The Problem With Lending
Lending
Lending is one of the most important cornerstones in any economy, especially in America, since it gives the basis for growth. Not everyone qualifies for lending based off the traditional banking system, and therefore a secondary lending market exists. In order to understand how big this market is let's take a look at the LendingClub’s historical Total Loan Issuance. Since 2007, LendingClub has issued over 20 billion dollars, which demonstrates how massive and important this sector is. Moreover, LendingClub is just one of a handful of companies that are dealing in the online lending marketspace that came in around a decade ago to fill in the gap that traditional banks were unable to fulfil.
The Risk
The main risk in issuing a loan is that the borrower will not pay the loan back. And so in online lending, the main challenge is building a model that is accurate enough to maintain profit: the losses due to errors in the model should be lower than the profits collected via interest from borrowers that do pay back. Two things are needed in order to create a strong model: (1) As much information as possible about the borrower and (2) an intelligen model to accurately predict the default rate of the potential borrower.
The Default
In the article “Default Rates at Lending Club & Prosper: When Loans Go Bad” by LendingMemo, we can see an interesting analysis of how lending companies try to maximize their 2 main parameters: min FICO score to lend, and interest rate to charge. It is interesting to see the experiments these companies have done by shifting up and down the min FICO scores, and seeing the default rates changed based off that. It seems that at the moment LendingClub has fine tuned their min FICO score to 703, and interest rate to 12%.
The Data Science
Oleh Dubno, in his paper “Predicting Defaults of Loans using Lending Club’s Loan Data”, lays out a great example of how data exploration and model-building should happen for the Lending Club data. He analyzes the data set (in his nice python notebook) and showed that annual income only predicts funded amount when the income is less than or equal to $75,000; after that, there is no correlation. Dubno then runs logistic regressions, and arrives at expected conclusions. If the loan’s grade is good, if it is a small loan, or if the borrower was employed, has a large income, or didn’t mark “OTHER” in response to “home ownership”, then the loan is more likely to be paid back.

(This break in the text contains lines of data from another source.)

PR #4981, opened 2021-05-07
[fr] trait d'union ou pas rule improved

Rebecca-auque:


languagetool-language-modules/fr/src/main/resources/org/languagetool/rules/fr/grammar.xml
```diff
@@ -23787,17 +23787,6 @@ though, and has since been slightly modified)-->
...
-                    <token>post</token>
-                    <token min="0">-</token>
-                    <token postag="[NJ].*|V ppa.*" postag_regexp="yes" regexp="yes">\p{Ll}.*</token>
-                </pattern>
-                <message suppress_misspelled="yes">Le préfixe '\1' est généralement associé au terme qu'il précède.</message>
-                <suggestion><match no="3" regexp_match="^(.*)$" regexp_replace="post$1" case_conversion="preserve"/></suggestion>
-                <example correction="postuniversitaires">Les <marker>post universitaires</marker>.</example>
-                <example>Les troubles du stress post-traumatique.</example>
-            </rule>
         </rulegroup>
```
jaumeortola, line 23790: This should not be removed. Otherwise, we don't detect an error in "post impressionniste". We can change the tagger if it accepts too many undesired words. Or we can add antipatterns and exceptions (that is what I have done for this prefix in Catalan and Spanish).

Rebecca-auque: Okay, I put it back. I would not choose antipatterns and exceptions as there is no clear pattern of why some words are with an hyphen and other are not. For example "le postimpressionnisme" is correct while "le postrepas" is not. With APs, all the wrong words would have to be looked for. So how can the tagger be changed?

Rebecca-auque: Okay, I put it back. I would not choose antipatterns and exceptions as there is no clear pattern of why some words are with an hyphen and other are not. For example "le postimpressionnisme" is correct while "le postrepas" is not. With APs, all the wrong words would have to be looked for. So how can the tagger be changed?

udomai: I could do a quick corpus research of the most frequent words following the pattern `post[^-].*` or `post-.*`…

udomai: If it can be useful, here are the results, ordered by frequency:

[post[^-]{7,}.txt](https://github.com/languagetool-org/languagetool/files/6441125/post.-.7.txt)
[post-….txt](https://github.com/languagetool-org/languagetool/files/6441126/post-.txt)

udomai: Cleaner versions (without numbers):
[post[^-]{7,}.txt](https://github.com/languagetool-org/languagetool/files/6441157/post.-.7.txt)
[post-….txt](https://github.com/languagetool-org/languagetool/files/6441158/post-.txt)

Rebecca-auque: Okay, I'll add them to the added and compound file.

Surprisingly, the length of time that the borrower was employed doesn’t matter: as long as the borrower was employed at the time of the loan, it’ll be good. The frequency of loan-repayment also varies by state: Nebraska, Missouri, and Oregon have particularly high default rates. Dubno then normalizes his data and makes a more specific model, and finds that Mississippi, in fact, has the highest rates of default.